5. En deuxième lieu, il ressort des termes mêmes de l'arrêté attaqué que le préfet de la Haute-Saône, après avoir constaté le rejet de la demande d'asile présentée par M. D par l'OFPRA statuant selon la procédure accélérée compte tenu de la nationalité de l'intéressé, l'obligation de quitter le territoire français prononcée à son encontre par un arrêté du 6 octobre 2022, ainsi que le dépôt d'une demande d'asile le 14 mars 2023 alors que l'intéressé était placé en rétention, a estimé que cette demande présentée après la prolongation du placement en rétention par le juge des libertés et de la détention, alors que l'intéressé s'était déjà opposé à l'exécution d'office de la décision d'éloignement, présentait un caractère dilatoire et n'était présentée que pour faire échec à cette exécution. Alors que l'autorité administrative n'est pas tenue de mentionner tous les éléments relatifs à la situation de l'étranger, cet arrêté pris, contrairement à ce que soutient M. D, au visa de l'article L. 754-3 du code de l'entrée et du séjour des étrangers et du droit d'asile, comporte ainsi l'ensemble des considérations de fait et de droit qui en constituent le fondement et est, par suite, suffisamment motivé, la circonstance que cet arrêté ne vise pas l'article L. 744-6 relatif aux informations devant être délivrées à l'étranger placé en rétention ou l'article L. 754-1 relatif au délai dans lequel doit être déposée la demande d'asile d'un étranger placé ou maintenu en rétention étant, à cet égard, sans incidence.

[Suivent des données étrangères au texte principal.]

PR #25, opened 2015-02-13
Minor adjustments

kimtonyhyun:
@inanhkn Few minor adjustments from today:
- `view_ic_pair`: Now makes it so that the 3D view of the IC filter (in `classify_ics`) now starts off from a top-down view (see attached picture).
- `bin_movie_in_time`: The resultant movie should be floating point, since averaging multiple (integer-pixel) frames can still yield non-floating point results.
- `norm_by_background_mean`: In the special case where the quantile bounds are set to `[0 1]` (i.e. the full range) then avoid the `quantile` operation. (By the way, I've been looking at some per-frame histograms... I'm not sure that the `quantile` filtering is playing a significant effect.)

Top-down view of IC filter:
20150212_ic-filter_topdown

### DIFF
--- a/classification/support/view_ic_pair.m
+++ b/classification/support/view_ic_pair.m
@@ -18,6 +18,7 @@ daspect([1 1 z_range/max(h,w)]);
 xlabel('x [px]');
 ylabel('y [px]');
 set(gca, 'YDir', 'Reverse');
+view([0 90]);
 zlabel('IC filter [a.u.]');
 
 subplot(3,1,1);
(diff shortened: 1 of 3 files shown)


kimtonyhyun:
@inanhkn I further investigated whether the `quantile`-based filtering in the per-frame mean calculation has a significant effect.

Using c9m7d08 data, I picked random frames (#s 10, 10000, 20000), and considered the frame histogram following disk normalization. I then computed the "naive mean" (the mean over the entire image) as well as a `quantile`-filtered mean (using `[0.4 0.7]` -- the default values in the `norm_by_background_mean`). You can see that the two means are not appreciably different:
c9m7d08_frame10
c9m7d08_frame10000
c9m7d08_frame20000

However, you can see that the filtered mean is always offset to the right of the naive mean. A straightforward reason for this is that the quantile bounds of `[0.4 0.7]` is not symmetric and favors the brighter pixels. If you use a symmetric bound, e.g. `[0.3 0.7]` the two means are pretty much the same:
c9m7d08_frame10000_symmetric

Thus, my conclusion is that the quantile filtering per frame is not contributing any more than a naive mean. The extra filtering step only adds extra computation cycles.

PR #26, opened 2015-02-18
add SGsmoothingfilter

inanhkn:
@kimtonyhyun 

This is the smoothing filter I'm using for smoothing the IC traces.
Call it with the parameters `N` (`2N+1`  is the length of the filter) and `L` (desired polynomial order), e.g. `h = SGsmoothingfilter(10,8)`

### DIFF
--- a/signal_op/SGsmoothingfilter.m
+++ b/signal_op/SGsmoothingfilter.m
@@ -1,0 +1,55 @@
+function h = SGsmoothingfilter(N,L)
+% function [h,SGfilter] = SGsmoothingfilter(N,L);
+%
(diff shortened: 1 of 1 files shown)


kimtonyhyun:
Can you post an image of the effect of the filter on a trace (show the original too), for everyone's benefit?

inanhkn:
Here's one with both raw trace and median filtered trace. Compared to median filtering it seems to preserve peaks (both upward and downward) better, assuming the degree of smoothing is about the same in this particular case.

kimtonyhyun:
Looks good to me. It might be nice to have a wrapper function for applying the SG filter onto a trace.

PR #29, opened 2015-02-20
Fori2

forea:
@kimtonyhyun This function draws an outline around all the ICs in either green or red depending on if it was classified as cell or not cell by classify_ICs. Also has the option to label cells with IC# for later review.


kimtonyhyun:
It would be helpful to post a screenshot of the types of plots produced by this script (especially for Jessica, who wasn't around to see the plots in person). You can attach images to the PR discussion by dragging and dropping.

classification/view_all_classified_ics.m
```diff
@@ -0,0 +1,58 @@
...
+% 2015 02 19 Fori Wang
+
+figure;
+
+% load ICs
+load(ica_mat);
+
+% Pull out classification data
+fid = fopen(class_file);
+results = textscan(fid,'%s %s %s %s');
```
kimtonyhyun: The classification file a comma-separated file currently takes the form:
```
...
37, cell
38, cell
39, not a cell
40, cell
...
```

So, it's not correct to scan this file by `textscan(fid,'%s %s %s %s')`, which means to look for four columns of strings per line.

What you should do is to use the existing function [`load_classification(...)`](https://github.com/inanhkn/analysis/blob/master/classification/load_classification.m) for reading the classification file.

forea:
Here's an example plot from this function

example_view_all_classified_ics

classification/view_all_classified_ics.m
forea: @kimtonyhyun changed to load_classification(...)

kimtonyhyun: After changing the code, you need to re-push to the branch to update the PR.

(I'm bringing the postdoc candidate from Clark.)

kimtonyhyun:
On the title, I see that you are getting subscripts erroneously due to the underscore characters. You can avoid this, for the `pwd` for example, by: `strrep(pwd, '_', '\_')`.

forea:
thanks. forgot to commit before pushing.

also added strrep... was wondering if there was a way to fix that.

kimtonyhyun:
Looks good.

PR #30, opened 2015-02-23
Revisions to disk normalization

jmaxey:
This revision removes mean normalization and reads in a single frame at a time rather than loading a full movie into memory.

@kimtonyhyun  @inanhkn

### DIFF
--- a/image_op/norm_by_disk_filter.m
+++ b/image_op/norm_by_disk_filter.m
@@ -1,11 +1,14 @@
-function norm_by_disk_filter(hdf5Dir,hdf5Name,dataset,varargin)
+function norm_by_disk_filter(inputDir,inputName,inputDataset,outputDir,outputName,outputDataset,varargin)
 %Normalize every frame in the movie by a disk filtered version of itself
 %
-%   movie: movie matrix, [h x w x num_frames]
+%   inputDir, inputName, inputDataset = Path, name, and dataset name of the
+%   input hdf5 movie
+%   outputDir, outputName, outputDataset = Path, name, and dataset name of
+%   the output hdf5 movie
 %   disk_radius may be passed as an input argument. Default for disk_radius
 %   is 15.
-% 2015 01 31 Tony Hyun Kim (Latest Revision: Jessica Maxey, 15-Feb-23)
 %
+% 2015 01 31 Tony Hyun Kim (Latest Revision: Jessica Maxey, 15-Feb-23)
 
 if isempty(varargin)
     disk_radius = 15;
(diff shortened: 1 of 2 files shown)


inanhkn:
Is there a reason you write the normalized movie into the same hdf5?

jmaxey:
I find it easier to have all of the videos stored in a single file rather than multiple files from the same mouse/day. However, I will change the file so that the user can specify both different dir, name, and datasets for the input and output files.

inanhkn:
I think it is actually more difficult in some aspects. A lot of times I pull single movies file from other computers in the lab over the network, I would find it very annoying to have to transfer a 3x bigger file for only pulling the df/f movie :). Can you still keep it the way it is, i.e. separate files for each?

inanhkn:
Unless there is a specific reason for doing it the way you want to do of course

jmaxey:
It's no problem to let the user decide how they want to store the new file. I'll update the PR shortly. It will allow both separate and single file storage options.

inanhkn:
Awesome :) Can you make the function so that it generates a separate file by default ?

analysis
```diff
@@ -0,0 +1 @@
+Subproject commit 47c80b5d1edf8f9543810cda7065aa835dddff7e
```
kimtonyhyun: What's this file?

inanhkn:
It looks like this script is basically going to read from a specific path (`/Data/Images`) and write again to a specific one (`/Data/Norm`) if the user decides to store the normalized movie in the same file.The same arguments are valid for the case of different input and output files (both would be, say, (`/Data/Images` in that case). So, I think having `dataset` as input might be a little redundant here. It would be a better option to have same file versus different files as an input parameter. The function can write to the same file if no `outputDir,outputName` arguments are input and write to a different file specified by these parameters otherwise.

jmaxey:
I think we should decide on dataset names. Later in the pipeline, dataset names are being hardcoded (I just changed this to work with my file). It would make since to have a standard set of names. I like the single file format, however, we cannot have the same dataset name for each step in this case. Could we have different dataset names for each step of the process regardless if they are the only dataset in a file? 

I just committed the revisions to the HDF5 concatenation file and it was tacked onto this pull request. Is there a way to separate these?

kimtonyhyun:
Look into `git reset --soft HEAD~n` for going back to a previous commit in a branch -- to separate the PR from the concatenation fix.

kimtonyhyun:
Or, just go to a fresh branch from `master`, and reimplement the HDF5 fix in the fresh branch. We can resolve the merge conflict later.

jmaxey:
I'll do the second option. Not sure how to do the first.

----- Original Message -----

kimtonyhyun:
I'm also in favor of separate files for movies at different points of the processing. At Herrin, we're working on multiple computers where we have to copy over movies. Given that the DFF movie is basically all we need to transport at the end of the day, it doesn't make sense to move around 100+ GB files that contain the history of the movie. It doesn't make sense in terms of copy times, and also because the destination HDDs are not all 4 TB drives.

As for the HDF5 directory names, I don't want to have to specify the dataset name explicitly whenever I need to load a movie from file. If multiple names are going to be used internally, then the load/save wrappers (e.g. `load_movie_from_hdf5`) should take care of it behind the scenes.

What is the argument for having multiple directory names?

jmaxey:
It's mostly for storing image stacks in the same file. If everyone is against this, I can hard code '/Data/Images' as the directory for all files.

----- Original Message -----

kimtonyhyun:
This PR is out of date given the fix to `concatenateHDF5`. I'll create a new PR with the file-to-file disk normalization function, but one that works with the convention that there is one movie per HDF5 file.

PR #31, opened 2015-02-24
add extract_candidate_events.m

inanhkn:
@kimtonyhyun  @forea @jmaxey 
The file `extract_candidate_events.m` takes in the ica trace and outputs the indices in the trace where there are local maxima (candidate events). 
Call the script with an additional argument set to `1` if you want to see the trace together with the points corresponding to the candidate events.

### DIFF
--- a/signal_op/calc_localmax_above_threshold.m
+++ b/signal_op/calc_localmax_above_threshold.m
@@ -1,0 +1,28 @@
+function localmax = calc_localmax_above_threshold(threshold,data)
+%function calc_localmax_above_threshold(threshold,data)
+%
+%find the local maxima in a sequence of points provided that the maxima are 
+%above a specified threshold
+%
+%Hakan Inan (Jan 15)
+%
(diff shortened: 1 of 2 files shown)


kimtonyhyun:
Do you envision that `calc_localmax_above_threshold` will be used for functions other than `extract_candidate_events`? If not, you should make `calc_...` an internal function to `extract_...`

inanhkn:
Actually, `extract_events.m` , which uses deconvolution routine to extract events also calls that function. At this point I don't know if we will be using `extract_events.m` , but I think we should still keep `calc_localmax_above_threshold.m` as a separate file for now.

kimtonyhyun:
Looks good to me as a first pass. However, everyone should be aware that there are some events that still may be missed by this method (i.e. still room for future improvement).

Here's an example from c09m7d07:
20150225_c9m7d07_ic014
20150225_c9m7d07_ic140

PR #33, opened 2015-02-27
Trim behavior video

kimtonyhyun:
@forea 

The function `trim_behavior_video(plusmaze_source, behavior_source, trim)` will generate a new behavior video that matches the concatenated Miniscope video (i.e. produced by `concatenateHDF5` and `concatenate_bigtiff`) frame-by-frame. The `trim` parameter needs to match those used in the Miniscope concatenation, of course. (We've been using `trim = [15 5]` so far.)

Note! The output "trimmed" behavior video will have the number of frames according the plus maze output. If the behavior video has dropped frames, then the behavior video will be "uniformly stretched" to match the plus maze frame counts. (We should be able to improve on the localization of dropped behavior frames in the future.)

Performance-wise, it took about 30 min for my laptop to process c9m7d07 behavior video. It may be possible to improve the performance by batching the writes to the output file, which right now occurs frame-by-frame.

### DIFF
--- a/io/trim_behavior_video.m
+++ b/io/trim_behavior_video.m
@@ -20,11 +20,13 @@ function trim_behavior_video(plusmaze_source, behavior_source, trim)
 % Get the trial frames (beginning and end) according to plusmaze output and
 % trim the beginning and end
 frame_indices = get_trial_frame_indices(plusmaze_source);
-trial_frame_indices = [frame_indices(:,1)+trim(1) frame_indices(:,4)-trim(2)];
-num_trials = size(trial_frame_indices,1);
-num_trial_frames = trial_frame_indices(num_trials,2); % Very last frame
+num_trials = size(frame_indices,1);
+num_trial_frames = frame_indices(num_trials,4); % Very last frame
 fprintf('  PlusMaze output (%s) has %d frames\n',...
     plusmaze_source, num_trial_frames);
+
+% Frames to keep
+trial_frame_indices = [frame_indices(:,1)+trim(1) frame_indices(:,4)-trim(2)];
 
 % Expected number of trimmed frames
 num_trimmed_frames = sum(diff(trial_frame_indices,1,2)+1);
--- a/io/trim_behavior_video.m
+++ b/io/trim_behavior_video.m
@@ -1,0 +1,71 @@
+function trim_behavior_video(plusmaze_source, behavior_source, trim)
+% Extract the trial frames of the behavior video, so that the resulting
+%   video lines up with the concatenated Miniscope movie (e.g. as produced
+%   by `concatenateHDF5` or `concatenate_bigtiff`). The `trim` parameter
+%   needs to match the values used in the Miniscope concatenation.
+%
+% Inputs:
+%   plusmaze_source: Text file output from the plus maze
+%   behavior_source: Behavior video (MPEG-4)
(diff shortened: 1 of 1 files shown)


kimtonyhyun:
FYI, I did some manual inspection of the behavior dropped frames.

The c9m7d07 behavior video has 37 dropped frames. In trial 1, there are 7 missing frames. This would imply that dropped frames tend to group up.

kimtonyhyun:
Annoyingly, Matlab on Linux is having difficulties reading in MPEG-4 movies via `VideoReader`. (Appears to be codec issue.) @forea How were you reading in the behavior video in Linux previously?

The code should run on Windows.

inanhkn:
@kimtonyhyun the codec issue is  due to an incompatibility with  Ubuntu 14.10. It needs a different kind of codec than the previous versions. Fori and I dealt with it by adding to the repository a PPA specific to Ubuntu 14.10. I believe it was this one: `ppa:mc3man/gstffmpeg-keep`

inanhkn:
By the way, did you just manually go to the frame index in th behavior video where the first trial seemed to finish to check the number of dropped frames?

kimtonyhyun:
Cool. I'll check out `papa:mc3man/gstffmpeg-keep`. However, Fori had some residual issues with MP4 files even on her Ubuntu machine (it would read an incorrect number of frames); the workaround for now was to use the Windows machines. It'll be good to get the Ubuntu/MP4 issue resolved for good though.

Yes, I estimated the number of dropped frames in trial 1 by manually checking the frames near the Trial1/2 boundary. We are intending on a way to do this automatically (to look for trial boundaries based on the frames of the behavior video), so that we don't have to "smear" the missing frames across all trials, but only within the trials where there are dropped frames. In retrospect, it could be very important to not "leak" across trials. For example, an event at the end of one trial could mistakenly show up as the beginning of the next, which would screw up our spatial interpretation of the cell firing.

inanhkn:
Yeah, I agree. This might be done by tracking the mouse and looking for sustained discontinuities in the mouse position. Or, the algorithm might only only look for position switches when the mouse has reached one end of the maze (suggesting he's going to start from a different position shortly)

kimtonyhyun:
Yes, my plan was to try the discontinuity approach,

-Tony (from phone)

forea:
I have a script for this that I will include in my mouse tracking PR
I'd like to test it first on a cropped behavior video

kimtonyhyun:
Here's a link to a cropped version of the c9m7d07 behavior vide: https://www.dropbox.com/s/zkaa8lpt1g4c9fk/mouse7_day07_ego-left_cropped.mp4?dl=0

(I'll send the PR for cropping shortly.)

forea:
thanks, trying it out now

kimtonyhyun:
Actually, use this one (still c9m7d07). The cropped video was generated with less compression: https://www.dropbox.com/s/zkaa8lpt1g4c9fk/mouse7_day07_ego-left_cropped.mp4?dl=0

kimtonyhyun:
Closing for now -- will be replaced with a version that does not leak frames across trials.

forea:
This is cropped but not trimmed, right?

kimtonyhyun:
The Dropbox link is for the cropped video (not trimmed)

PR #35, opened 2015-02-28
Kimth/time bin indices

kimtonyhyun:
@forea 

Added new method `bin_frame_indices` that will apply temporal binning to trial frame indices, as to be compatible with the 2x time-binned movies we've been using lately.

We can indicate to `classify_ics` that temporal binning has been applied through a new field `sources.time_bin`. This allows `classify_ics` to display the IC traces as a trial superposition (as it has done in the past).

I also refactored `classify_ics` to use the `compute_ic_boundary` function (introduced in the alignment PR). The manual center-of-mass calculation was replaced with a Matlab built-in (`regionprops`) as well.


jmaxey:
It is unclear what the input variable "frame_indices" is. Is this a matrix containing the frames for the start and stop of each trial? Does it only handle start and stop and not gate up and gate down frames? 

----- Original Message -----

kimtonyhyun:
Good point. I should make the comments a bit more explicit about the structure of `frame_indices`. I will do so in the next PR.

To answer your question though, it actually will work with `[start stop]` format or `[start gate-up gate-down stop]` format, though I had intended the latter.

PR #38, opened 2015-03-01
Crop behavior video

kimtonyhyun:
@forea 

This is the script I used to generate the cropped behavior movies.

When you run the script (e.g. `crop_behavior_video(mouse07_day07_ego-left.m4v)` -- by the way `.m4v` and `mp4` are equivalent extensions), the script will prompt you to draw a rectangular region over the movie. When you are finished manipulating the rectangle, then double click _inside the rectangle_ to proceed:
crop-rect

It took about 15 min on my laptop to crop out c9m7d07.

I noticed that you have a helper script in your `Fori2` branch that pulls in chunks of the movie at a time, instead of frame-by-frame. Once that script is pulled in (and cleaned up a bit), then I'd like to update this function to process chunks of movie at a time.

### DIFF
--- a/behavior/crop_behavior_video.m
+++ b/behavior/crop_behavior_video.m
@@ -1,0 +1,61 @@
+function crop_behavior_video(behavior_source)
+% Spatially crop the behavior video. The cropping region is selected
+%   interactively during the script. Writes the resulting file as MPEG-4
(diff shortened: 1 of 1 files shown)


kimtonyhyun:
Wow, it's March!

6. En troisième lieu, les conditions de notification d'une décision ordonnant le maintien en rétention d'un étranger n'ont d'incidence que sur les voies et délais de recours contentieux contre cette décision mais n'affectent pas sa légalité et le moyen tiré de ce que l'arrêté attaqué a été notifié dans une langue non comprise par M. D doit être écarté.
7. En quatrième lieu, aux termes de l'article L. 754-3 du code de l'entrée et du séjour des étrangers et du droit d'asile : " Si la France est l'État responsable de l'examen de la demande d'asile et si l'autorité administrative estime, sur le fondement de critères objectifs, que cette demande est présentée dans le seul but de faire échec à l'exécution de la décision d'éloignement, elle peut prendre une décision de maintien en rétention de l'étranger pendant le temps strictement nécessaire à l'examen de sa demande d'asile par l'Office français de protection des réfugiés et apatrides et, en cas de décision de rejet ou d'irrecevabilité de celle-ci, dans l'attente de son départ. () ".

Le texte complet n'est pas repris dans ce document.